Task to carry out => Reproduce, please, only the lines from the first line below to the line containing "### Bug Description", inclusive.

___ Source data ___

PR #28422, opened 2026-04-13
fix(core): Handle git fetch failure during source control startup

### LINKED ISSUE #28311: Environments: expired Git HTTPS token prevents n8n startup after restart
### Bug Description

We use self-hosted n8n in Kubernetes and are testing the Environments feature: [Understand environments](https://docs.n8n.io/source-control-environments/understand/environments/)

We configured the Git source according to the docs using HTTPS: [Set up Git source](https://docs.n8n.io/source-control-environments/setup/)

After some time, the GitHub token used for the HTTPS remote expired. Once n8n-web restarted, it failed to start because it tried to connect to the Git remote during startup and exited on authentication failure.

This created a recovery deadlock: the UI was unavailable because n8n-web would not boot, and the only way to recover was to edit the database directly to remove or fix the stored Git configuration.

Relevant error:

```
remote: Invalid username or token. Password authentication is not supported for Git operations.
fatal: Authentication failed for 'https://github.com/[redacted]'
```
Full startup log excerpt:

___

Expected answer =>
PR #28422, opened 2026-04-13
fix(core): Handle git fetch failure during source control startup

### LINKED ISSUE #28311: Environments: expired Git HTTPS token prevents n8n startup after restart
### Bug Description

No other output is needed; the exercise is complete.